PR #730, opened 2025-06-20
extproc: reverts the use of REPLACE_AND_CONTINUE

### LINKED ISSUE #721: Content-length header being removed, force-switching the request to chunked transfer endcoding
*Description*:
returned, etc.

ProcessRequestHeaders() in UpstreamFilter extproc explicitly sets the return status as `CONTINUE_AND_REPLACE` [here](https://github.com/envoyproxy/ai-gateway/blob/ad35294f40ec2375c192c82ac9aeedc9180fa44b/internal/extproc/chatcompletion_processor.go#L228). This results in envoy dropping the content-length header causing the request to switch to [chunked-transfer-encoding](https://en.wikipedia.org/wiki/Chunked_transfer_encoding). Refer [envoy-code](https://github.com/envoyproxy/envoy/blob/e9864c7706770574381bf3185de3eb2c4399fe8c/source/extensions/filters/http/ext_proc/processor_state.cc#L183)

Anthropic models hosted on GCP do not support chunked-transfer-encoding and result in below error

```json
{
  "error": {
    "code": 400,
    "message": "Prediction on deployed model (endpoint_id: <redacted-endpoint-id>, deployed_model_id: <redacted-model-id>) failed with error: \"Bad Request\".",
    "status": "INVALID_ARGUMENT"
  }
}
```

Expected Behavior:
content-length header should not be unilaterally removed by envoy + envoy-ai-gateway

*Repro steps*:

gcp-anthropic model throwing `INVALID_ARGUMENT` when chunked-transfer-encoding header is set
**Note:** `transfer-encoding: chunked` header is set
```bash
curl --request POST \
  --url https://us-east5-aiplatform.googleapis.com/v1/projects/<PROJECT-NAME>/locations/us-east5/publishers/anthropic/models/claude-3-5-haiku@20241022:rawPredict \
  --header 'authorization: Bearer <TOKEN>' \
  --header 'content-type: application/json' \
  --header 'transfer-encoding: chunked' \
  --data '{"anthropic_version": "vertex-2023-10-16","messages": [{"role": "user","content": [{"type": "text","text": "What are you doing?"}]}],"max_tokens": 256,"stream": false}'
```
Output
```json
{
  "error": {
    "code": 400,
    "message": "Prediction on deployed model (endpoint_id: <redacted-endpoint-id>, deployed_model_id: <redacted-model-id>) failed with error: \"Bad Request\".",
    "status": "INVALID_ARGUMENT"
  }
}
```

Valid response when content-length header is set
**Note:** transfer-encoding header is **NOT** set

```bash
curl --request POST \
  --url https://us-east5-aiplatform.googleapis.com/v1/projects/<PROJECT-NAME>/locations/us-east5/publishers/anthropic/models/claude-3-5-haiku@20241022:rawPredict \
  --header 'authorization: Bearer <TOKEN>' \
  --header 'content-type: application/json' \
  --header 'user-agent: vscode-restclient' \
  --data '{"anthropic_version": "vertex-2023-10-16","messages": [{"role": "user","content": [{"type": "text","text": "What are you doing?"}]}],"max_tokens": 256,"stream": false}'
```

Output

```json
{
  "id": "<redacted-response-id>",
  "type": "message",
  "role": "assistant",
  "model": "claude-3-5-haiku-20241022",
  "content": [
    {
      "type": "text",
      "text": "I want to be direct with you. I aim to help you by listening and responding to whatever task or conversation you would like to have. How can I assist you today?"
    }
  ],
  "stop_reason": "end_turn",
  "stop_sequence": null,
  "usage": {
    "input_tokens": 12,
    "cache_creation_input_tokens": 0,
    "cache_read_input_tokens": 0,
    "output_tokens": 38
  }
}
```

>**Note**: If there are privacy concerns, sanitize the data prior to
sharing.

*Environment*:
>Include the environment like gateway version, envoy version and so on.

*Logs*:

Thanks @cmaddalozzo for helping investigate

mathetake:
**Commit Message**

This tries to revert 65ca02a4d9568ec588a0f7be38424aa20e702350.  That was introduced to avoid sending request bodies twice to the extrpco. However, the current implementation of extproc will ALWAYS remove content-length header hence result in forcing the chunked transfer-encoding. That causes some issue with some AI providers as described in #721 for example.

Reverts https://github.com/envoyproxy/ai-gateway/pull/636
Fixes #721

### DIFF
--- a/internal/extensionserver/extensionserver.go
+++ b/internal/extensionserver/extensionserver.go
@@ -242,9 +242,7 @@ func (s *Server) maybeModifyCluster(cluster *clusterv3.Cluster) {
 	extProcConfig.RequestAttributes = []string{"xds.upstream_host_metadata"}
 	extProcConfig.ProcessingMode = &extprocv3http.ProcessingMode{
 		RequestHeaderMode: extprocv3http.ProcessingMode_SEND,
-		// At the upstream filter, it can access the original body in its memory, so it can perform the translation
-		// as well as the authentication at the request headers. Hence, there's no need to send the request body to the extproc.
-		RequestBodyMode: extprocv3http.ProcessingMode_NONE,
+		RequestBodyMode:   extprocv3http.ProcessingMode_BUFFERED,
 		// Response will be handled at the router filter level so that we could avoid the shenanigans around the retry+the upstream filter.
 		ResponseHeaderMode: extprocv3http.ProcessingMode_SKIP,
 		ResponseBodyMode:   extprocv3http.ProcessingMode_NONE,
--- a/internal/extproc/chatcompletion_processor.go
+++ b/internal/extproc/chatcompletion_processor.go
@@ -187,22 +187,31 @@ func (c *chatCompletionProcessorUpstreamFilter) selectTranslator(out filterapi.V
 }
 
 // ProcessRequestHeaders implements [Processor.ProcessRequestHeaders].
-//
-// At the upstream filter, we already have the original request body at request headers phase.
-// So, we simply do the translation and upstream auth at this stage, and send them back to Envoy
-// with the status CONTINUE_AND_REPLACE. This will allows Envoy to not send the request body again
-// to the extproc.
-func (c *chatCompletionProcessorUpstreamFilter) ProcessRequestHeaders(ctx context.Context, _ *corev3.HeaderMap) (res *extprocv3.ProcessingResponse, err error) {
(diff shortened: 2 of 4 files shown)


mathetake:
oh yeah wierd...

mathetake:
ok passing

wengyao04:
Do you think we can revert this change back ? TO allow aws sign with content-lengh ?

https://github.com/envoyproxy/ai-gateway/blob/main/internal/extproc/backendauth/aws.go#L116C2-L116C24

============

Take the material above and set it down again exactly.

PR #730, opened 2025-06-20
extproc: reverts the use of REPLACE_AND_CONTINUE

### LINKED ISSUE #721: Content-length header being removed, force-switching the request to chunked transfer endcoding
*Description*:
returned, etc.

ProcessRequestHeaders() in UpstreamFilter extproc explicitly sets the return status as `CONTINUE_AND_REPLACE` [here](https://github.com/envoyproxy/ai-gateway/blob/ad35294f40ec2375c192c82ac9aeedc9180fa44b/internal/extproc/chatcompletion_processor.go#L228). This results in envoy dropping the content-length header causing the request to switch to [chunked-transfer-encoding](https://en.wikipedia.org/wiki/Chunked_transfer_encoding). Refer [envoy-code](https://github.com/envoyproxy/envoy/blob/e9864c7706770574381bf3185de3eb2c4399fe8c/source/extensions/filters/http/ext_proc/processor_state.cc#L183)

Anthropic models hosted on GCP do not support chunked-transfer-encoding and result in below error

```json
{
  "error": {
    "code": 400,
    "message": "Prediction on deployed model (endpoint_id: <redacted-endpoint-id>, deployed_model_id: <redacted-model-id>) failed with error: \"Bad Request\".",
    "status": "INVALID_ARGUMENT"
  }
}
```

Expected Behavior:
content-length header should not be unilaterally removed by envoy + envoy-ai-gateway

*Repro steps*:

gcp-anthropic model throwing `INVALID_ARGUMENT` when chunked-transfer-encoding header is set
**Note:** `transfer-encoding: chunked` header is set
```bash
curl --request POST \
  --url https://us-east5-aiplatform.googleapis.com/v1/projects/<PROJECT-NAME>/locations/us-east5/publishers/anthropic/models/claude-3-5-haiku@20241022:rawPredict \
  --header 'authorization: Bearer <TOKEN>' \
  --header 'content-type: application/json' \
  --header 'transfer-encoding: chunked' \
  --data '{"anthropic_version": "vertex-2023-10-16","messages": [{"role": "user","content": [{"type": "text","text": "What are you doing?"}]}],"max_tokens": 256,"stream": false}'
```
Output
```json
{
  "error": {
    "code": 400,
    "message": "Prediction on deployed model (endpoint_id: <redacted-endpoint-id>, deployed_model_id: <redacted-model-id>) failed with error: \"Bad Request\".",
    "status": "INVALID_ARGUMENT"
  }
}
```

Valid response when content-length header is set
**Note:** transfer-encoding header is **NOT** set

```bash
curl --request POST \
  --url https://us-east5-aiplatform.googleapis.com/v1/projects/<PROJECT-NAME>/locations/us-east5/publishers/anthropic/models/claude-3-5-haiku@20241022:rawPredict \
  --header 'authorization: Bearer <TOKEN>' \
  --header 'content-type: application/json' \
  --header 'user-agent: vscode-restclient' \
  --data '{"anthropic_version": "vertex-2023-10-16","messages": [{"role": "user","content": [{"type": "text","text": "What are you doing?"}]}],"max_tokens": 256,"stream": false}'
```

Output

```json
{
  "id": "<redacted-response-id>",
  "type": "message",
  "role": "assistant",
  "model": "claude-3-5-haiku-20241022",
  "content": [
    {
      "type": "text",
      "text": "I want to be direct with you. I aim to help you by listening and responding to whatever task or conversation you would like to have. How can I assist you today?"
    }
  ],
  "stop_reason": "end_turn",
  "stop_sequence": null,
  "usage": {
    "input_tokens": 12,
    "cache_creation_input_tokens": 0,
    "cache_read_input_tokens": 0,
    "output_tokens": 38
  }
}
```

>**Note**: If there are privacy concerns, sanitize the data prior to
sharing.

*Environment*:
>Include the environment like gateway version, envoy version and so on.

*Logs*:

Thanks @cmaddalozzo for helping investigate

mathetake:
**Commit Message**

This tries to revert 65ca02a4d9568ec588a0f7be38424aa20e702350.  That was introduced to avoid sending request bodies twice to the extrpco. However, the current implementation of extproc will ALWAYS remove content-length header hence result in forcing the chunked transfer-encoding. That causes some issue with some AI providers as described in #721 for example.

Reverts https://github.com/envoyproxy/ai-gateway/pull/636
Fixes #721

### DIFF
--- a/internal/extensionserver/extensionserver.go
+++ b/internal/extensionserver/extensionserver.go
@@ -242,9 +242,7 @@ func (s *Server) maybeModifyCluster(cluster *clusterv3.Cluster) {
 	extProcConfig.RequestAttributes = []string{"xds.upstream_host_metadata"}
 	extProcConfig.ProcessingMode = &extprocv3http.ProcessingMode{
 		RequestHeaderMode: extprocv3http.ProcessingMode_SEND,
-		// At the upstream filter, it can access the original body in its memory, so it can perform the translation
-		// as well as the authentication at the request headers. Hence, there's no need to send the request body to the extproc.
-		RequestBodyMode: extprocv3http.ProcessingMode_NONE,
+		RequestBodyMode:   extprocv3http.ProcessingMode_BUFFERED,
 		// Response will be handled at the router filter level so that we could avoid the shenanigans around the retry+the upstream filter.
 		ResponseHeaderMode: extprocv3http.ProcessingMode_SKIP,
 		ResponseBodyMode:   extprocv3http.ProcessingMode_NONE,
--- a/internal/extproc/chatcompletion_processor.go
+++ b/internal/extproc/chatcompletion_processor.go
@@ -187,22 +187,31 @@ func (c *chatCompletionProcessorUpstreamFilter) selectTranslator(out filterapi.V
 }
 
 // ProcessRequestHeaders implements [Processor.ProcessRequestHeaders].
-//
-// At the upstream filter, we already have the original request body at request headers phase.
-// So, we simply do the translation and upstream auth at this stage, and send them back to Envoy
-// with the status CONTINUE_AND_REPLACE. This will allows Envoy to not send the request body again
-// to the extproc.
-func (c *chatCompletionProcessorUpstreamFilter) ProcessRequestHeaders(ctx context.Context, _ *corev3.HeaderMap) (res *extprocv3.ProcessingResponse, err error) {
(diff shortened: 2 of 4 files shown)


mathetake:
oh yeah wierd...

mathetake:
ok passing

wengyao04:
Do you think we can revert this change back ? TO allow aws sign with content-lengh ?

https://github.com/envoyproxy/ai-gateway/blob/main/internal/extproc/backendauth/aws.go#L116C2-L116C24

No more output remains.